Surprisingly I can't find much on the case online (Some links below), and my
Grandfather doesn't like to talk about it too much (though I have a box of
legal documents from the case plus some articles). You can find more by
looking up Edward Sohmers and the Marlin Toy Company.

[https://library.cqpress.com/cqalmanac/document.php?id=cqal75...](https://library.cqpress.com/cqalmanac/document.php?id=cqal75-1211392)

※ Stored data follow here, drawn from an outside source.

Issue #666, opened 2018-02-22
Constructor Functions


carver:
Continuation of #577 

Add constructor method to replace and expand on the current `contract.deploy()` capability. Proposed API:

- `contract.constructor(*args, **kwargs).estimateGas()`
- `contract.constructor(*args, **kwargs).transact()`
- `contract.constructor(*args, **kwargs).buildTransaction()`

carver:
@dangell7 started in on this with #595 -- are you interested in continuing the work? You should be unblocked now that the `chainID` issue is fixed. I think we can get another bounty on just this piece, since the fallback work in #577 was more than expected.

pipermerriam:
confirmed that I'll bounty this issue with an equivalent ETH amount as the previous one.

carver:
How about you @zheli - are you interested and available to work on this? (given that an equivalent bounty is coming soon)

zheli:
I would be happy to work on this issue :)

pipermerriam:
@zheli still waiting for txn to confirm, but i just attached a `0.4` eth bounty to this.  We'd like to get this closed out quick so if you're available to work on it and want to do it.... go for it!

dangell7:
Yeah sorry about going mia. I’ve been busy, the team switched to .js 😔but it really should just need to be tested. I’ve been using the forked repo for awhile now. You’re welcome to copy anything I wrote.

pipermerriam:
I used too low a gas price yesterday evening, trying with a higher one.  Either way, this issue will have a bounty.

gitcoinbot:
__This issue now has a funding of 0.4 ETH (346.49 USD) attached to it.__

 * If you would like to work on this issue you can claim it [here](https://gitcoin.co/funding/details?url=https://github.com/ethereum/web3.py/issues/666).
 * If you've completed this issue and want to claim the bounty you can do so [here](https://gitcoin.co/funding/details?url=https://github.com/ethereum/web3.py/issues/666)
 * Questions? Get help on the <a href='https://gitcoin.co/slack'>Gitcoin Slack</a>
 * $7705.12 more Funded OSS Work Available at: https://gitcoin.co/explorer

gitcoinbot:
__Work has been started on the 0.4 ETH (346.49 USD) funding by__: 
 1. [@zheli](https://gitcoin.co/profile/zheli) 

[...]

PR #693, opened 2018-03-12
Constructor functions

zheli:
### What was wrong?

Pull request for #666.

Original text:

> Continuation of #577
>
>Add constructor method to replace and expand on the current contract.deploy() capability. Proposed API:
>
>contract.constructor(*args, **kwargs).estimateGas()
>contract.constructor(*args, **kwargs).transact()
>contract.constructor(*args, **kwargs).buildTransaction()

### How was it fixed?

Based on the code from @dangell7 (https://github.com/ethereum/web3.py/pull/595), introduced a new `ContractConstructor` class.

#### Cute Animal Picture

Cute animal picture


zheli:
This is still work in progress, just want to get some feedback before I finish.

web3/contract.py
```diff
@@ -275,6 +275,28 @@ def deploy(cls, transaction=None, args=None, kwargs=None):
...
+        :param args: The contract constructor arguments as positional arguments
+        :param kwargs: The contract constructor arguments as keyword arguments
+        :return: a contract constructor object
+        """
+        if cls.bytecode is None:
+            raise ValueError(
+                "Cannot call constructor on a contract that does not have 'bytecode' associated "
+                "with it"
+            )
+        # is bytecode not None required by estimateGas and other methods?
```
dylanjw: `bytecode` is not required for `estimateGas`, `call`, or `transact` on deployed contracts, so checking for a bytecode value here is good, since it wont happen further down.

web3/contract.py
```diff
@@ -884,21 +1003,21 @@ def transact(self, transaction=None):
...
         else:
-            estimate_transaction = dict(**transaction)
+            estimate_gas_transaction = dict(**transaction)
 
-        if 'data' in estimate_transaction:
-            raise ValueError("Cannot set data in call transaction")
-        if 'to' in estimate_transaction:
-            raise ValueError("Cannot set to in call transaction")
+        if 'data' in estimate_gas_transaction:
+            raise ValueError("Cannot set data in estimateGas transaction")
```
dylanjw: Thanks for cleaning this up :+1:

web3/contract.py
```diff
@@ -638,6 +660,103 @@ def _encode_constructor_data(cls, args=None, kwargs=None):
         return deploy_data
 
 
+class ContractConstructor:
```
dylanjw: Is there enough code overlap between this class and the ContractFunction class, to attempt to unify them in some way? If the main difference is the transaction parameter checking, you could use your strategy of putting the parameter check into a function (`check_forbidden_keys_in_transaction`) in a shared base class that can be overrided or have class or instance level `forbidden_keys` set to fit the different situation.

web3/contract.py
```diff
@@ -638,6 +660,103 @@ def _encode_constructor_data(cls, args=None, kwargs=None):
...
+
+        if 'to' in transact_transaction:
+            raise ValueError("Cannot specify `to` for transact transaction")
+
+        if self.web3.eth.defaultAccount is not empty:
+            transact_transaction.setdefault('from', self.web3.eth.defaultAccount)
+
+        transact_transaction['data'] = self.data_in_transaction
+
+        return self.web3.eth.sendTransaction(transact_transaction)
```
dylanjw: Is the other main difference between the ContractContructor and ContractFunction methods due to the `prepare_transaction` function? What about making a `prepare_constructor_transaction` variant, and setting a class variable with the desired function to use to prepare the transaction?

zheli:
@dylanjw how would you determine the expected gas value in the tests? Right now I just assume that the number from `estimateGas()` function is correct and change the test data based on that.

pipermerriam:
Feel free to just measure how much gas is used and then assert with that value.

web3/contract.py
```diff
@@ -645,6 +665,103 @@ def _encode_constructor_data(cls, args=None, kwargs=None):
...
+    def estimateGas(self, transaction=None):
+        if transaction is None:
+            estimate_gas_transaction = {}
+        else:
+            estimate_gas_transaction = dict(**transaction)
+            self.check_forbidden_keys_in_transaction(estimate_gas_transaction,
+                                                     ["data", "to"])
+
+        if self.address:
+            estimate_gas_transaction.setdefault('to', self.address)
```
carver: These two lines don't make sense to me in the context of a constructor, which should always have a blank `to` field.

web3/contract.py
```diff
@@ -645,6 +665,103 @@ def _encode_constructor_data(cls, args=None, kwargs=None):
...
+        else:
+            transact_transaction = dict(**transaction)
+            self.check_forbidden_keys_in_transaction(transact_transaction,
+                                                     ["data", "to"])
+
+        if 'data' in transact_transaction:
+            raise ValueError("Cannot set data in transact transaction")
+
+        if 'to' in transact_transaction:
+            raise ValueError("Cannot specify `to` for transact transaction")
```
carver: These two field checks look redundant after the `check_forbidden_keys_in_transaction()` call

web3/contract.py
carver: I think there might be some cuft left over from copying things from ContractFunction, and once it's cleared out it will look less similar, to the point where I'm not sure merging them adds clarity. I'm happy to be shown wrong on that, though, because it does *feel* like there's duplication here.

web3/contract.py
```diff
@@ -645,6 +665,103 @@ def _encode_constructor_data(cls, args=None, kwargs=None):
...
+        """
+        Build the transaction dictionary without sending
+        """
+
+        if transaction is None:
+            build_transaction = {}
+        else:
+            build_transaction = dict(**transaction)
+            self.check_forbidden_keys_in_transaction(build_transaction,
+                                                     ["data", "to", "nonce"])
```
carver: Why are we not allowing the user to specify a `nonce` here?

web3/contract.py
```diff
@@ -937,25 +1054,25 @@ def buildTransaction(self, transaction=None):
         Build the transaction dictionary without sending
         """
         if transaction is None:
-            built_transaction = {}
+            build_transaction = {}
```
carver: I disagree that this wording is clearer, but if you like `build` a lot better, I am ok with keeping it. Here's why I like `built` better: `build` is a verb, but the variable is holding a thing (noun) -- the transaction that is being built.

Counter-point: the analogous calls, like `estimate_gas_transaction` sound more like verbs, too, so `build` is a bit more consistent with those. On that point, I'd argue that the best solution would be to change them all to nouns, but maybe it's less obvious what the other nouns should be, like: `gas_estimate_transaction`?

Takeaway: this is a semantic nitpick, and a bit murky, so you make the call.

web3/contract.py
```diff
@@ -645,6 +665,103 @@ def _encode_constructor_data(cls, args=None, kwargs=None):
...
+    """
+    def __init__(self, web3, address, abi, bytecode, args, kwargs):
+        self.web3 = web3
+        self.address = address
+        self.abi = abi
+        self.bytecode = bytecode
+        self.data_in_transaction = self._encode_data_in_transaction(args, kwargs)
+
+    @combomethod
+    def _encode_data_in_transaction(self, args=None, kwargs=None):
```
carver: _Just an idea_

Maybe this whole method could be moved to the contract utils, as:

```py
def encode_constructor_data(web3, abi, bytecode, args, kwargs):
```

and remove it from this class and the contract class, using the utility method instead.

web3/contract.py
```diff
@@ -645,6 +665,103 @@ def _encode_constructor_data(cls, args=None, kwargs=None):
         return deploy_data
 
 
+class ContractConstructor:
+    """
+    Class for contract constructor API.
+    """
+    def __init__(self, web3, address, abi, bytecode, args, kwargs):
+        self.web3 = web3
+        self.address = address
```
carver: When is the address going to be helpful in the constructor? Maybe we want to raise an exception if the user tries to issue a deployment transaction for a contract that already has an address?

I don't see any other good way to use the address value with the constructor.

web3/contract.py
zheli: Thanks for the feedback! 

@carver That is what I am thinking about as well. I would like the code to be as DRY as possible, but at the same time too much abstraction could make it more difficult to maintain. I will see what I can do.

web3/contract.py
zheli: That's a good point. I will try to do that.

web3/contract.py
zheli: True. I will remove it.

web3/contract.py
zheli: Actually I am not so sure about it myself as well, I will revert this change and rename estimate_gas_transactions.

zheli: I think I will leave `estimate_gas_transaction` and `transact_transaction` be, focus on the main task for now. Doesn't seem to provide more values any way :)

tests/core/contracts/test_contract_constructor.py
```diff
@@ -0,0 +1,134 @@
...
+    gas_estimate = SimpleConstructorContract.constructor().estimateGas()
+    try:
+        assert abs(gas_estimate - 21472) < 200  # Geth
+    except AssertionError:
+        assert abs(gas_estimate - 43082) < 200  # eth-tester with py-evm
+
+
+def test_contract_constructor_gas_estimate_with_constructor_with_arguments(
+        WithConstructorArgumentsContract):
+    gas_estimate = WithConstructorArgumentsContract.constructor(args=[1234, 'abcd']).estimateGas()
```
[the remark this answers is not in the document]
zheli: It doesn't work current implementation since `constructor()`'s signature is
```
    def constructor(cls, args=None, kwargs=None)
```
And we will then get `args=1234, kwargs=b'abcd'`...

tests/core/contracts/test_contract_constructor.py
```diff
@@ -0,0 +1,134 @@
...
+    assert txn_receipt is not None
+
+    assert txn_receipt['contractAddress']
+    contract_address = txn_receipt['contractAddress']
+
+    blockchain_code = web3.eth.getCode(contract_address)
+    assert blockchain_code == decode_hex(SIMPLE_CONSTRUCTOR_RUNTIME)
+
+
+def test_contract_constructor_transact_with_constructor_with_arguments(
```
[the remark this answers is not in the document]
zheli: I modified some tests with `pytest.mark.parametriz` decorator so that we can test different args and kwargs combinations. Can you have a look?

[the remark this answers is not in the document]
dylanjw: Im not seeing this change, have you pushed it yet?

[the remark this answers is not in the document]
zheli: Weird, my changes in the branch is not showing up in this pull request:

https://github.com/zheli/web3.py/commits/constructor-functions

Something wrong with github ATM?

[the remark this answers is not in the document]
zheli: Now it's there :) Changed the author and hash for the last commit.

web3/contract.py
```diff
@@ -278,10 +278,29 @@ def deploy(cls, transaction=None, args=None, kwargs=None):
 
         deploy_transaction['data'] = cls._encode_constructor_data(args, kwargs)
 
-        # TODO: handle asynchronous contract creation
         txn_hash = cls.web3.eth.sendTransaction(deploy_transaction)
         return txn_hash
 
+    @classmethod
+    def constructor(cls, args=None, kwargs=None):
```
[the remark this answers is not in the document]
zheli: Yes, of course! Now I follow 👍

tests/core/contracts/test_contract_constructor.py
```diff
@@ -0,0 +1,134 @@
...
+    deploy_txn = WithConstructorArgumentsContract.constructor(args=[1234, 'abcd']).transact()
+
+    txn_receipt = web3.eth.getTransactionReceipt(deploy_txn)
+    assert txn_receipt is not None
+
+    assert txn_receipt['contractAddress']
+    contract_address = txn_receipt['contractAddress']
+
+    blockchain_code = web3.eth.getCode(contract_address)
+    assert blockchain_code == decode_hex(WITH_CONSTRUCTOR_ARGUMENTS_RUNTIME)
```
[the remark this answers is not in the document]
zheli: Fixed.

tests/core/contracts/test_contract_constructor.py
```diff
@@ -0,0 +1,134 @@
...
+        web3, WithConstructorAddressArgumentsContract, WITH_CONSTRUCTOR_ADDRESS_RUNTIME):
+    deploy_txn = WithConstructorAddressArgumentsContract.constructor(
+        args=['0x16D9983245De15E7A9A73bC586E01FF6E08dE737']
+    ).transact()
+    txn_receipt = web3.eth.getTransactionReceipt(deploy_txn)
+    assert txn_receipt is not None
+    assert txn_receipt['contractAddress']
+    contract_address = txn_receipt['contractAddress']
+    blockchain_code = web3.eth.getCode(contract_address)
+    assert blockchain_code == decode_hex(WITH_CONSTRUCTOR_ADDRESS_RUNTIME)
```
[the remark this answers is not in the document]
zheli: Fixed

tests/core/contracts/test_contract_constructor.py
```diff
@@ -0,0 +1,134 @@
...
+        assert abs(gas_estimate - 43082) < 200  # eth-tester with py-evm
+
+
+def test_contract_constructor_gas_estimate_with_constructor_with_arguments(
+        WithConstructorArgumentsContract):
+    gas_estimate = WithConstructorArgumentsContract.constructor(args=[1234, 'abcd']).estimateGas()
+    try:
+        assert abs(gas_estimate - 21472) < 200  # Geth
+    except AssertionError:
+        assert abs(gas_estimate - 78572) < 200  # eth-tester with py-evm
```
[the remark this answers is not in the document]
zheli: alright :)

web3/contract.py
zheli: fixed.

web3/contract.py
zheli: Thanks! It is removed.

docs/contracts.rst
```diff
@@ -109,18 +109,18 @@ Methods
 
 Each Contract Factory exposes the following methods.
 
-.. py:classmethod:: Contract.deploy(transaction=None, args=None)
```
pipermerriam: This documentation shouldn't be removed yet, but rather marked as deprecated in the documentation.

```
.. warning:: `Contract.deploy` has been deprecated in favor of .....
```

tests/core/contracts/test_contract_constructor.py
```diff
@@ -0,0 +1,194 @@
...
+
+    assert txn_receipt['contractAddress']
+    contract_address = txn_receipt['contractAddress']
+
+    blockchain_code = web3.eth.getCode(contract_address)
+    assert blockchain_code == decode_hex(WITH_CONSTRUCTOR_ARGUMENTS_RUNTIME)
+    assert EXPECTED_DATA_A == WithConstructorArgumentsContract(
+        address=contract_address).functions.data_a().call()
+    assert EXPECTED_DATA_B == WithConstructorArgumentsContract(
+        address=contract_address).functions.data_b().call()
```
carver: The global expected value is problematic, because it means the parametrization cannot test a variety of A and B values. It's better to put the expected values as their own parametrized values.

docs/contracts.rst
carver: :+1: to leaving and deprecating the old deploy method

zheli:
Awesome!

pipermerriam:
@carver just checking in to be sure we're good to pay out the bounty on this.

[https://books.google.com/books?id=cyU_fdnWhD8C&pg=PA22550&lp...](https://books.google.com/books?id=cyU_fdnWhD8C&pg=PA22550&lpg=PA22550&dq=Marlin+Toy+company+sohmers&source=bl&ots=EX3WNJmmBI&sig=BZwSCWle-
ZV05fMY9zj9eQk_DQ0&hl=en&sa=X&ved=0ahUKEwiukN-V-
enLAhVC5WMKHRVEAbkQ6AEILDAD#v=onepage&q=Marlin%20Toy%20company%20sohmers&f=false)

------
cmcnally
Good for them! I used to have some similar magnets around my office. I can't
recall the brand. The only issue I had with them was that the outer plating of
the magnets would wear off very easily and made a huge mess. Did anyone else
have this problem?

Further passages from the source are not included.